*Saved entries*.
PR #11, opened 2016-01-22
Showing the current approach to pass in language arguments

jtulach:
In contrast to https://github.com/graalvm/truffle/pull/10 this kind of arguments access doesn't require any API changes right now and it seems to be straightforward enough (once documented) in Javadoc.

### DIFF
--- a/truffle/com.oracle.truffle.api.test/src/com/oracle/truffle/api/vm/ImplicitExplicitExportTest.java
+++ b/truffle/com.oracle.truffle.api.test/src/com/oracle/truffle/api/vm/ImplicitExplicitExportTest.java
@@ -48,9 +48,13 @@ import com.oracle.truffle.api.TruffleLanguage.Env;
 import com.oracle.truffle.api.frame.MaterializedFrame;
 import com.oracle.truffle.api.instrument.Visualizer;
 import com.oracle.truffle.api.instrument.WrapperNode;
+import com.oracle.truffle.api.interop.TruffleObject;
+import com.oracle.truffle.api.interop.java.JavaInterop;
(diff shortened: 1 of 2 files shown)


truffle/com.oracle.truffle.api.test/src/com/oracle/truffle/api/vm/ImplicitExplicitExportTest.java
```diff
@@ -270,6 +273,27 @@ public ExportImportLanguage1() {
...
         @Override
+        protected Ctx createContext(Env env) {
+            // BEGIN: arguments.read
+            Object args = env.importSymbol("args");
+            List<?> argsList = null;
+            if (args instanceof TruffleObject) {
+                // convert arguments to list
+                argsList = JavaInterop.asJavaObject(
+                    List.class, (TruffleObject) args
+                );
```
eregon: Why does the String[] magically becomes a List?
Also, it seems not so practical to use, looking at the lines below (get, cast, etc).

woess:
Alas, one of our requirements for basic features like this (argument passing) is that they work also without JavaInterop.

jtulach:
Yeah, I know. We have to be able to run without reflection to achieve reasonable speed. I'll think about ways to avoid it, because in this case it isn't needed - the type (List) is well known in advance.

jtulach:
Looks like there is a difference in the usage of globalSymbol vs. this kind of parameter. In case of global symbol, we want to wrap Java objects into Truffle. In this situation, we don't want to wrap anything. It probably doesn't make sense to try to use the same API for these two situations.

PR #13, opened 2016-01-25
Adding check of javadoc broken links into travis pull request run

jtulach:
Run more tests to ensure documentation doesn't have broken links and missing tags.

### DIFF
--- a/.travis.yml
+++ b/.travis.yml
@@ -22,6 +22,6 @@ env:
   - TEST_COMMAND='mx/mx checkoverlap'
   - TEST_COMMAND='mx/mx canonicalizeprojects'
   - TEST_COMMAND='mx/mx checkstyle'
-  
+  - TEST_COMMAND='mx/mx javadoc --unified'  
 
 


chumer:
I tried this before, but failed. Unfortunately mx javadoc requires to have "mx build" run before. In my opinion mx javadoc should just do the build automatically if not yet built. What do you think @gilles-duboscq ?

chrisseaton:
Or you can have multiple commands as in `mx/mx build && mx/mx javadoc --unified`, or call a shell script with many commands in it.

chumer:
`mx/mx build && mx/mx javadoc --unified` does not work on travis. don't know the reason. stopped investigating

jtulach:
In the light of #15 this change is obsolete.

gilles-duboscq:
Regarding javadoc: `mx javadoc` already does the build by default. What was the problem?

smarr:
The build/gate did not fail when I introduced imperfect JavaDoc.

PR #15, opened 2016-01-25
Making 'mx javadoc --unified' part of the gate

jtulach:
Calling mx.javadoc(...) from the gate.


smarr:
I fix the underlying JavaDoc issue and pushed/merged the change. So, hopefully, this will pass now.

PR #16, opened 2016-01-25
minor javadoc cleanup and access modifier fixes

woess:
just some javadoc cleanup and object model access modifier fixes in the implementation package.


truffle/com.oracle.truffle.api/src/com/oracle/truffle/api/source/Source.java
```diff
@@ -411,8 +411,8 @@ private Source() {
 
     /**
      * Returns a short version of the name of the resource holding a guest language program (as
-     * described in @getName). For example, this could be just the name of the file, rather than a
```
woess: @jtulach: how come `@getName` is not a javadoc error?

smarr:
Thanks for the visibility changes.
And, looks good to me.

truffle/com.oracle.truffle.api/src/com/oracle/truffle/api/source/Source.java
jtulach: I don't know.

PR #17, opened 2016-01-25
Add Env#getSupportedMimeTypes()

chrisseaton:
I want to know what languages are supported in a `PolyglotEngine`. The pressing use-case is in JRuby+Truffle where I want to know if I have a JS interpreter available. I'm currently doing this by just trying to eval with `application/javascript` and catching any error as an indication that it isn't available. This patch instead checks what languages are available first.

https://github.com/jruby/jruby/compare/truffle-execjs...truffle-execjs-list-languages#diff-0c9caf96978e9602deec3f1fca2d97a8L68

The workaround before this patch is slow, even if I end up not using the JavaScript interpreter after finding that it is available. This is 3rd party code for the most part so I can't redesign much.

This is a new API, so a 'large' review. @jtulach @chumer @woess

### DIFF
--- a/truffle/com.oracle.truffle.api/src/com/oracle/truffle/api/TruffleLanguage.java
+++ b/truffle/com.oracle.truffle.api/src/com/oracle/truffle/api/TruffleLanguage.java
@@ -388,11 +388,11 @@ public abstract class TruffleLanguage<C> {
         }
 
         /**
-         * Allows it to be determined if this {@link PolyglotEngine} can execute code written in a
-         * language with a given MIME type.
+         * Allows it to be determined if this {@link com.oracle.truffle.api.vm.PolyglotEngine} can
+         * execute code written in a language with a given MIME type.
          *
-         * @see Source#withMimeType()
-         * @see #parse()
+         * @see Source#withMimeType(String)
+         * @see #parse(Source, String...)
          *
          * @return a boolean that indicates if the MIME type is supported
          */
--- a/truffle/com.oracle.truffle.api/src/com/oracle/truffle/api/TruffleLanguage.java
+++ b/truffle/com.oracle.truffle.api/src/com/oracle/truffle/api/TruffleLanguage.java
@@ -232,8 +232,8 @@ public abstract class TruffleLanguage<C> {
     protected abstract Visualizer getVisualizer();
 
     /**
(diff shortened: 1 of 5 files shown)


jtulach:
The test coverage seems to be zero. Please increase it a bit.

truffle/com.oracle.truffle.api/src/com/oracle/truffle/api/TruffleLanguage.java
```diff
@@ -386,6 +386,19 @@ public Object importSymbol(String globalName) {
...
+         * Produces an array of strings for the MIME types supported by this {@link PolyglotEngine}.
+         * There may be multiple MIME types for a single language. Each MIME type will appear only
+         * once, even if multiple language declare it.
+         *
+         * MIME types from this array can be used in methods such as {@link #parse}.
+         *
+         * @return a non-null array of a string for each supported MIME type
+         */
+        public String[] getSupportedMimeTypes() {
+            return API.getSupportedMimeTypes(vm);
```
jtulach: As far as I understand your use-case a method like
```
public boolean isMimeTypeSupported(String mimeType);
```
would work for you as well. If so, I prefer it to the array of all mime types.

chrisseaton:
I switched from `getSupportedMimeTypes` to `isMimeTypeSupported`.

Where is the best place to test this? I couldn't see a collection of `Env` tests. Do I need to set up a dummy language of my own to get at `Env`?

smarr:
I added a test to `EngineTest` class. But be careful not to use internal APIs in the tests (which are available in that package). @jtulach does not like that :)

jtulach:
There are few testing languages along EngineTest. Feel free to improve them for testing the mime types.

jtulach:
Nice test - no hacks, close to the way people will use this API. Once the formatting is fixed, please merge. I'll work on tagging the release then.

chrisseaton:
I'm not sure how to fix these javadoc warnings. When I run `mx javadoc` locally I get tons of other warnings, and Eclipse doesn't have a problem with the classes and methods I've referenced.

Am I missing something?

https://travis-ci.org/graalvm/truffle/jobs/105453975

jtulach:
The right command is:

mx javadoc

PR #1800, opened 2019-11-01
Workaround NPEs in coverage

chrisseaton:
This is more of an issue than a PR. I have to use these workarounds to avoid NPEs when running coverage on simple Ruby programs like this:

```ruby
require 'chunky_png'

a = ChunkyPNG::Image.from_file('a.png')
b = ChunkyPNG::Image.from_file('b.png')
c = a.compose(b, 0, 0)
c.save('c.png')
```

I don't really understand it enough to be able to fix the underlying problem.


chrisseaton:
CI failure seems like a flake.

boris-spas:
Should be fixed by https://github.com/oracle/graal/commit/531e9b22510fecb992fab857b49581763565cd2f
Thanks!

*EXERCISE DETAILS*.
Whenever a line in the data above contains the word "just", include it in the tally, and report only the final number.

*YOUR RESPONSE*.
4